→ EXERCISE AIM: As the answer, give a copy of each line below that includes the word "code".

[Dataset entries]
■ ■ ■ ■ ■

Issue #66, opened 2016-04-27
Ciao minimal configuration


sameo:
## Ciao Minimal Configuration
One of Ciao major goal is to get as close to a zero config cluster as possible. This issue documents how we want to get there.

### Overview
We want the cluster configuration to be as centralized as possible and this central point of configuration is the Ciao scheduler.
All launchers running on the compute and networking nodes should be able to run with zero configuration input by default.
The controller may need additional configuration information for fetching its HTTPS credentials.

### Configuration data
The configuration data is a [YAML payload] (https://github.com/01org/ciao/blob/master/payloads/configure.go)  that is part of 2 SSNTP frames:

1. The [CONNECTED](https://github.com/01org/ciao/blob/master/ssntp/ssntp.go#L234) status frame: Whenever a SSNTP client successfully connects to the Scheduler it will receive a CONNECTED frame back which payload is the configuration one.
2. The [CONFIGURE] (https://github.com/01org/ciao/blob/master/ssntp/ssntp.go#L213) command frame: Whenever a SSNTP client wants to update part of the cluster configuration it is allowed to send a [CONFIGURE](https://github.com/01org/ciao/blob/master/ssntp/ssntp.go#L213) command to the Scheduler. It is up to the Scheduler to decide if the sender is allowed to update the cluster overall configuration or not. Typically we should only allow Controller to update this piece of information.

The configuration payload currently contains the following piece of information: 

* The identity service type (e.g. `Keystone`) and its URL 
* The image service type (e.g. `Glance`) and its URL
* Configuration data for the controller:
  * The compute API configuration data:
     * The compute API port
     * The compute API certificates
  * The identity configuration data:
    * The identity credentials
* Configuration data for the launchers:
   * The cluster management network
   * The cluster compute network
   * The disk limit flag
   * The memory limit flag

### Configuration updates
Both clients and servers can propagate cluster configuration updates by sending a [CONFIGURE](https://github.com/01org/ciao/blob/master/ssntp/ssntp.go#L213) command.
The Scheduler will be responsible for forwarding all valid configuration changes to all clients (Controller, Agents).

As the central configuration point, the Scheduler is also responsible for updating the stored configuration data. The storage back end details are implementation specific.

### Scheduler
The Scheduler is Ciao's main configuration point and as such is responsible for:
* Propagating the latest configuration data through the [CONNECTED](https://github.com/01org/ciao/blob/master/ssntp/ssntp.go#L234) status frames it sends back to connected clients.
[...]

PR #168, opened 2016-05-25
ciao-launcher: Add Config package support for  ciao-launcher

obedmr:
Add config package support for enabling Scheduler-provided cluster
configuration.

ciao-launcher start commands should look like:
```
$ ./ciao-launcher --cacert=/path/to/cacert --cert=/path/to/cert \
       --server=<server-ip> --network=<cn|nn>
```

The options that were removed are:
```
--compute-net
--mgmt-net
--disk-limit
--mem-limit
```

Implements part of issue #66

Above configurations are provided by Scheduler at launch stage.

### DIFF
--- a/ciao-launcher/instance_test.go
+++ b/ciao-launcher/instance_test.go
@@ -249,6 +249,10 @@ func (v *instanceTestState) deleteInstance(t *testing.T, ovsCh chan interface{},
 	}
 }
 
+func (v *instanceTestState) ClusterConfiguration() (payloads.Configure, error) {
+	return payloads.Configure{}, nil
+}
+
 func cleanupShutdownFail(t *testing.T, instance string, doneCh chan struct{}, ovsCh chan interface{}) {
 	_ = os.RemoveAll(path.Join(instancesDir, instance))
 	shutdownInstanceLoop(doneCh, ovsCh)
--- a/ciao-launcher/main.go
+++ b/ciao-launcher/main.go
@@ -99,12 +99,8 @@ func init() {
 	flag.StringVar(&serverURL, "server", "", "URL of SSNTP server")
 	flag.StringVar(&serverCertPath, "cacert", "/etc/pki/ciao/CAcert-server-localhost.pem", "Client certificate")
 	flag.StringVar(&clientCertPath, "cert", "/etc/pki/ciao/cert-client-localhost.pem", "CA certificate")
-	flag.StringVar(&computeNet, "compute-net", "", "Compute Subnet")
-	flag.StringVar(&mgmtNet, "mgmt-net", "", "Management Subnet")
 	flag.Var(&networking, "network", "Can be none, cn (compute node) or nn (network node)")
 	flag.BoolVar(&hardReset, "hard-reset", false, "Kill and delete all instances, reset networking and exit")
-	flag.BoolVar(&diskLimit, "disk-limit", true, "Use disk usage limits")
-	flag.BoolVar(&memLimit, "mem-limit", true, "Use memory usage limits")
 	flag.BoolVar(&simulate, "simulation", false, "Launcher simulation")
 }
 
@@ -133,6 +129,7 @@ type serverConn interface {
 	Close()
 	isConnected() bool
 	setStatus(status bool)
+	ClusterConfiguration() (payloads.Configure, error)
 }
 
 type ssntpConn struct {
@@ -318,6 +315,34 @@ func processCommand(conn serverConn, cmd *cmdWrapper, ovsCh chan<- interface{}) 
 	}
 }
 
+func startNetwork(doneCh chan struct{}) error {
+	if networking.Enabled() {
+		ctx, cancelFunc := context.WithCancel(context.Background())
+		ch := initNetworking(ctx)
+		select {
+		case <-doneCh:
+			glog.Info("Received terminating signal.  Quitting")
+			cancelFunc()
+			return fmt.Errorf("Init network cancelled.")
+		case err := <-ch:
+			if err != nil {
+				glog.Errorf("Failed to init network: %v\n", err)
+				return err
+			}
+		}
+	}
+	return nil
+}
+
+func printClusterConfig() {
+	glog.Info("Cluster Configuration")
+	glog.Info("-----------------------")
+	glog.Infof("Compute Netowork:     %v", computeNet)
+	glog.Infof("Management Netowork:  %v", mgmtNet)
+	glog.Infof("Disk Limit:           %v", diskLimit)
+	glog.Infof("Memory Limit:         %v", memLimit)
+}
+
 func connectToServer(doneCh chan struct{}, statusCh chan struct{}) {
 
 	defer func() {
@@ -344,7 +369,7 @@ func connectToServer(doneCh chan struct{}, statusCh chan struct{}) {
 		cmdCh: make(chan *cmdWrapper),
 	}
 
-	ovsCh := startOverseer(&wg, client)
+	var ovsCh chan<- interface{}
 
 	dialCh := make(chan error)
 
@@ -369,6 +394,27 @@ DONE:
 			if err != nil {
 				break DONE
 			}
+			clusterConfig, err := client.conn.ClusterConfiguration()
+			if err != nil {
+				glog.Errorf("Unable to get Cluster Configuration %v", err)
+				client.conn.Close()
+				break DONE
+			}
+			computeNet = clusterConfig.Configure.Launcher.ComputeNetwork
+			mgmtNet = clusterConfig.Configure.Launcher.ManagementNetwork
+			diskLimit = clusterConfig.Configure.Launcher.DiskLimit
+			memLimit = clusterConfig.Configure.Launcher.MemoryLimit
+			printClusterConfig()
+
+			err = startNetwork(doneCh)
+			if err != nil {
+				glog.Errorf("Failed to start network: %v\n", err)
+				client.conn.Close()
+				break DONE
+			}
+			defer shutdownNetwork()
+
+			ovsCh = startOverseer(&wg, client)
 		case <-doneCh:
 			client.conn.Close()
 			if !dialing {
@@ -391,7 +437,9 @@ DONE:
 		}
 	}
 
-	close(ovsCh)
+	if ovsCh != nil {
+		close(ovsCh)
+	}
 	wg.Wait()
 	glog.Info("Overseer has closed down")
 }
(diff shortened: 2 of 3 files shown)


markdryan:
@obedmr Could you update the Readme.md (https://github.com/01org/ciao/tree/master/ciao-launcher) as the command line options have changed?

ciao-launcher/main.go
```diff
@@ -333,6 +331,22 @@ func connectToServer(doneCh chan struct{}, statusCh chan struct{}) {
 		dialCh <- err
 	}()
 
+	var clusterConfig payloads.Configure
+	var data []byte
+	for {
```
markdryan: I don't really like this loop.  It will use loads of CPU and might never exit.  It will also stop launcher from exiting cleanly when there's a SIGTERM.  There must be a better way to access the SSNTP provisioned cluster config.  Is this data guaranteed to be present once dial suceeds?  If so we just need to move this call down a little bit, 
```
		select {
		case err := <-dialCh:
			dialing = false
			if err != nil {
				break DONE
			}

                        < Could we put the call to client.ClusterConfiguration() here?>
```

ciao-launcher/main.go
```diff
@@ -97,12 +99,8 @@ func init() {
 	flag.StringVar(&serverURL, "server", "", "URL of SSNTP server")
 	flag.StringVar(&serverCertPath, "cacert", "/etc/pki/ciao/CAcert-server-localhost.pem", "Client certificate")
 	flag.StringVar(&clientCertPath, "cert", "/etc/pki/ciao/cert-client-localhost.pem", "CA certificate")
-	flag.StringVar(&computeNet, "compute-net", "", "Compute Subnet")
-	flag.StringVar(&mgmtNet, "mgmt-net", "", "Management Subnet")
 	flag.Var(&networking, "network", "Can be none, cn (compute node) or nn (network node)")
 	flag.BoolVar(&hardReset, "hard-reset", false, "Kill and delete all instances, reset networking and exit")
-	flag.BoolVar(&diskLimit, "disk-limit", true, "Use disk usage limits")
-	flag.BoolVar(&memLimit, "mem-limit", true, "Use memory usage limits")
```
markdryan: When you remove this line the defaults for these globals will change from true to false, i.e., you'll disable mem and disk checking by default, which is not what we want.

ciao-launcher/main.go
```diff
@@ -528,6 +542,14 @@ func startLauncher() int {
 	timeoutCh := make(chan struct{})
 	signal.Notify(signalCh, syscall.SIGINT, syscall.SIGTERM, syscall.SIGHUP)
 
+	configCh := make(chan payloads.Configure)
+	go connectToServer(doneCh, statusCh, configCh)
+	clusterConfig := <-configCh
```
markdryan: We might as well move the networking initialisation code into connectToServer after Dial has returned.  This way we can get rid of the channel.

ciao-launcher/main.go
markdryan: Actually, I think it will have to work like this.  Otherwise I don't see how we can ensure that we have the correct configuration data before we start processing SSNTP commands.  Your original code obviously does ensure this, but not in quite the right way.

ciao-launcher/main.go
```diff
@@ -333,6 +331,22 @@ func connectToServer(doneCh chan struct{}, statusCh chan struct{}) {
...
 
+	var clusterConfig payloads.Configure
+	var data []byte
+	for {
+		data = client.ClusterConfiguration()
+		if data != nil {
+			break
+		}
+	}
+	err := yaml.Unmarshal(data, &clusterConfig)
```
sameo: I just pushed commit 7d9337799a7442190a0b635da0ea3aa16298382d that changes the client.ClusterConfiguration() call to return a payloads.Configure structure instead.

ciao-launcher/main.go
mrkz: @markdryan so then `disk-limit` and `mem-limit` should default to **true**?
We had a conversation with @sameo and agreed to have them set to false by default, but of course those can be changed if this is not correct.

markdryan: Yep I think they should be true by default.  Otherwise launcher will not generate snntp.FULL messages and a node could become overwhelmed.  Even if we were to switch the defaults to false, we should do this in a separate commit so it's obvious that a change has been made.

ciao-launcher/main.go
obedmr: hi @markdryan,  I'm still having trouble with this, as far I can see, it could be good if we only have network variables (computeNet and mgmtNet), but, in CluserConfiguration we also have the diskLimit and memLimit variables which are used by the overseer.go. So, if it is loaded in a go routine, not sure how to pass those variables to the overseer which is consuming the main.go context. Do you have a recommendation for this?,  I updated my commit by applying the rest of comments.

markdryan: @obedmr This is a good point.  There'll be a race condition if we don't also delay the start of the overseer until after Dial has completed and we've retrieved our ClusterConfiguration and initialised the 4 global variables.  I think this should work, although I haven't tried.

obedmr: @markdryan @sameo, I updated my commit, when you have a chance could you please take a look on it and comment.

markdryan: @obedmr I'll take a look this afternoon.

markdryan:
The unit tests no longer compile with this patch applied.

ClusterConfiguration needs to be added to instanceTestState in instance_test.go

obedmr:
thanks @markdryan, I will update unit tests and see how we can start overseer after dial is succeed

ciao-launcher/instance_test.go
```diff
@@ -250,6 +250,10 @@ func (v *instanceTestState) deleteInstance(t *testing.T, ovsCh chan interface{},
 	}
 }
 
+func (v *instanceTestState) ClusterConfiguration() (payloads.Configure, error) {
+	return payloads.Configure{},nil
+}
+
```
markdryan: This file needs to be gofmted.  The formatting is incorrect.

markdryan:
gofmt needs to be run on both the launcher files.

ciao-launcher/main.go
```diff
@@ -356,6 +353,28 @@ DONE:
 			if err != nil {
 				break DONE
 			}
+			clusterConfig,err := client.conn.ClusterConfiguration()
+			if err != nil {
+				glog.Errorf("Unable to get Cluster Configuration %v", err)
+				dialCh <- err
```
markdryan: Is this a copy and paste error?  Maybe it was in the code I sent you.  I think this will deadlock.  There's no one to read from dialCh.  We can just remove this line.

ciao-launcher/main.go
```diff
@@ -356,6 +353,28 @@ DONE:
...
+				ch := initNetworking(ctx)
+				err := <-ch
+				if err != nil {
+					glog.Errorf("Failed to init network: %v\n", err)
+					break DONE
+				}
+			}
+			defer shutdownNetwork()
+
+			ovsCh = startOverseer(&wg, client)
```
markdryan: connectToServer is now too complex

```
16 main connectToServer ciao-launcher/main.go:320:1
```

We'll need to split it up.

markdryan:
Make sure you add the copyright notice to all the new files.

markdryan:
@obedmr Apart from the 3 comments (gofmt, gocyclo and the deadlock) the launcher change looks fine.  I'm still a bit confused about whether the defaults for memlimit and disklimit will change.  This PR should not change the defaults.  I can't quite figure out what would happen if the current PR was merged.

markdryan:
One more comment.  What is the plan for the cnci-agent, which also has mgmt-net and compute net parameters?

tpepper:
On Fri 03 Jun at 08:24:25 -0700 notifications@github.com said:
> Make sure you add the copyright notice to all the new files.

See "template.go" in the toplevel directory.

-- 
Tim Pepper -- Linux OS Engineering
Intel Open Source Technology Center

ciao-launcher/main.go
obedmr: @markdryan, not sure what happened by I'm getting 14, is that ok, or should we still split it?
14 main connectToServer ciao-launcher/main.go:316:1

obedmr:
@markdryan @sameo, I'm just waiting for @mrkz pull request #149 to be updated and then I'll do more testing. For now, I'm taking a look on (memLimit, diskLimit) and cnci-agent things.

ciao-launcher/main.go
markdryan: 14 is fine but I'm getting 16.  Have you rebased your patch set against the latest version of master?  If you have and you are still getting 14, perhaps I merged your patch incorrectly to my local workspace.  In any case, if there really is a problem here, Travis CI will fail the build when you update your PR.

obedmr:
@markdryan, now ``connectToServer`` function gives 15 with gocyclo, I split the network initialization in another function,  regarding the memLimit and diskLimit, they're being initialized at https://github.com/01org/ciao/blob/master/configuration/configuration.go#L50-57

In case that they're not configured in yaml file, they will have ``true`` by default.

ciao-launcher/main.go
```diff
@@ -318,6 +315,16 @@ func processCommand(conn serverConn, cmd *cmdWrapper, ovsCh chan<- interface{})
 	}
 }
 
+func startNetwork() error {
+	if networking.Enabled() {
```
markdryan: This code is not quite right.  The original networking code also selected on the signal channel so that the code that inits the network could not block a launcher exit via CTRL-C or SIGTERM.  This code has been deleted.  Launcher will still be able to shutdown but it will no longer be able to shutdown cleanly.

You don't have the signal channel in the connectToServer go routine but you do have doneCh which is closed when we received a signal

```
func startNetwork(doneCh chan struct{}) error {
	  if networking.Enabled() {
                ctx, _ := context.WithCancel(context.Background())
		ch := initNetworking(ctx)
		select {
		case <-doneCh:
			glog.Info("Received terminating signal.  Quitting")
			cancelFunc()
			return fmt.Error("Shutting down")
		case err := <-ch:
			if err != nil {
				glog.Errorf("Failed to init network: %v\n", err)
				return err
			}
		}
}
```

markdryan:
@obedmr Looks okay but I'd like to give it a quick test.  Will do so first thing tomorrow.  Is there anything preventing us from merging this now?  If not and it works, I'll merge tomorrow morning.

obedmr:
@mrkz, cool. I will be testing this Today in a clean environment an will
let you know if there's something else.

ciao-launcher/main.go
```diff
@@ -369,6 +385,23 @@ DONE:
 			if err != nil {
 				break DONE
 			}
+			clusterConfig, err := client.conn.ClusterConfiguration()
+			if err != nil {
+				glog.Errorf("Unable to get Cluster Configuration %v", err)
```
markdryan: @obedmr  Sorry, about this but I just noticed that we need to call

client.conn.Close()

here to shutdown the connection to the SSNTP server.

ciao-launcher/main.go
```diff
@@ -369,6 +385,23 @@ DONE:
...
+				break DONE
+			}
+			computeNet = clusterConfig.Configure.Launcher.ComputeNetwork
+			mgmtNet = clusterConfig.Configure.Launcher.ManagementNetwork
+			diskLimit = clusterConfig.Configure.Launcher.DiskLimit
+			memLimit = clusterConfig.Configure.Launcher.MemoryLimit
+			err = startNetwork(doneCh)
+			if err != nil {
+				glog.Errorf("Failed to start network: %v\n", err)
```
markdryan: We need to call client.conn.Close() here as well.

markdryan: I think it would also be useful to add a log statement that outputs the values of all the configuration variables to the launcher logs.

ciao-launcher/main.go
obedmr: Done

obedmr:
@markdryan missing client.conn.Close() function calls were added and printClusterConfig function was added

■ ■ ■ ■ ■

→ OUTPUT OF THE TASK:
markdryan: We might as well move the networking initialisation code into connectToServer after Dial has returned.  This way we can get rid of the channel.
markdryan: Actually, I think it will have to work like this.  Otherwise I don't see how we can ensure that we have the correct configuration data before we start processing SSNTP commands.  Your original code obviously does ensure this, but not in quite the right way.
markdryan: Is this a copy and paste error?  Maybe it was in the code I sent you.  I think this will deadlock.  There's no one to read from dialCh.  We can just remove this line.
markdryan: This code is not quite right.  The original networking code also selected on the signal channel so that the code that inits the network could not block a launcher exit via CTRL-C or SIGTERM.  This code has been deleted.  Launcher will still be able to shutdown but it will no longer be able to shutdown cleanly.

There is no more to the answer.